盡管他剛才已經(jīng)見識到了血腥的場面,就連自己也親自動手了,但這一點也不妨礙他身體做出的抗議反應。

他強忍著惡心和腹部的不適,又看了看一旁完整的幾箱稅銀,不禁心中感嘆:

“人為財死鳥為食亡,看來在任何時代都是一樣的鐵律。”

這些稅銀便是剛才陳策放出的誘餌。

為了確保接下來的計劃成功,他只能出此下策先殺上一些不肯守規(guī)矩的人來立威了。
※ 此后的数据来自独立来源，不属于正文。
PR #6635, opened 2022-05-25
fix(stock): ensure correct movement filter text 

### LINKED ISSUE #6445: Filter on Stock Movements Search is inverted
The translated text of the label on the "in/out" of the Stock Movements search is inverted.  When I search of all inputs, the label is "output: yes" and then only shows me inputs.

image

jniles:
This commit ensures that the entry/exit movement filter shows the correct values when searching for the movement direction.

Closes https://github.com/IMA-WorldHealth/bhima/issues/6445.

### DIFF
--- a/client/src/modules/stock/movements/modals/search.modal.html
+++ b/client/src/modules/stock/movements/modals/search.modal.html
@@ -22,12 +22,12 @@
             <bh-clear on-clear="$ctrl.clear('is_exit')"></bh-clear>
             <div>
               <label class="radio-inline">
-                <input type="radio" name="movement_direction" id="entry" value="0" ng-model="$ctrl.searchQueries.is_exit">
+                <input type="radio" name="movement_direction" id="entry" ng-value="0" ng-model="$ctrl.searchQueries.is_exit">
                 <span translate>STOCK.INPUT</span>
               </label>
 
               <label class="radio-inline">
-                <input type="radio" name="movement_direction" id="exit" value="1" ng-model="$ctrl.searchQueries.is_exit">
+                <input type="radio" name="movement_direction" id="exit" ng-value="1" ng-model="$ctrl.searchQueries.is_exit">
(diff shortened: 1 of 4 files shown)


client/src/modules/stock/movements/modals/search.modal.html
```diff
@@ -22,12 +22,12 @@
             <bh-clear on-clear="$ctrl.clear('is_exit')"></bh-clear>
             <div>
               <label class="radio-inline">
-                <input type="radio" name="movement_direction" id="entry" value="0" ng-model="$ctrl.searchQueries.is_exit">
+                <input type="radio" name="movement_direction" id="entry" ng-value="0" ng-model="$ctrl.searchQueries.is_exit">
```
jmcameron, line 25: Well... That is tricky!

client/src/modules/stock/movements/templates/io.cell.html
```diff
@@ -1,8 +1,5 @@
 <div class="ui-grid-cell-contents">
-    <span ng-show="row.entity.is_exit === 1" class="label label-danger" translate>
-        STOCK.OUTPUT
+    <span class="label" ng-class="{ 'label-danger' : row.entity.is_exit === 1, 'label-success' :  row.entity.is_exit === 0 }">
```
jmcameron, line 2: Nice

jmcameron (changes requested):
The code looks okay.   I tested it and it works.
But I have one suggestion.   The attached filter setting is a bit convoluted to my eye:
image

I think the filter should show "Input=Yes" or "Output=Yes", not "Output=No" for input-only.

jniles:
I agree.  I was lazy here.

We may need to build tooling for that, since it isn't a use case we've explored before - not sure how long it will take me, but I will give it a whack.

jmcameron (approved):
Will make a new issue for the awkward filter text.

PR #6637, opened 2022-05-26
Disable changing origin depot when editing shipments

### LINKED ISSUE #6571: When editing a shipment, it should not be possible to change the origin depot
Some of the complicated logic when editing shipments is to accommodate the possibility of changing the origin depot while editing the shipment.   We should prevent that possibility by disabling the "Change Depot" option under the [Menu] button while editing shipments.  We can also clean up the related code in create-shipments.js.   This would also be an opportunity to rename create-shipments.js to something more appropriate (for both creating and editing).

jmcameron:
When editing a shipment, this PR prevents the user from changing the origin depot.

Closes https://github.com/IMA-WorldHealth/bhima/issues/6571

**TESTING**
- create a new shipment
  - notice the breadcrumbs say: New Shipment
- in the shipment registry, edit a shipment
  - notice that the breadcrumbs say:  Edit Shipment
  - notice that the menu is no longer available so that there is no way to change the origin depot!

遠處的混亂還在繼續(xù),婦孺的哭啼聲隨著濃煙傳出了老遠。

眼看著圍觀的人越來越多,局勢也越發(fā)變的失控。

陳策便走到那幾箱稅銀旁邊鄭重的開了口:

“諸位父老鄉(xiāng)親,看到這幾箱銀錠了嗎?”

陳策隨即拿起了一塊五十兩的銀錠舉了起來。

“這些便是往日里你們交的地稅,商稅,身丁錢,以及各種雜七雜八的稅款。

而這些銀錠,便是用你們的血汗一點一滴匯聚而來!

之前這些銀錠供養(yǎng)著的是諸多貪官污吏,修著的是東京城中的假山艮岳。

但現(xiàn)在......”

說到這里,他將銀錠砰的一聲放回了箱子,接著便一把將箱子猛然推翻!

瞬間花白的銀錠滾落了一地,全場寂靜!

“某便將這些銀錠全都還給你們!!

不僅如此,只要愿意前往城門抵御賊軍者,每人加五兩!殺賊一人者賞錢十兩!!”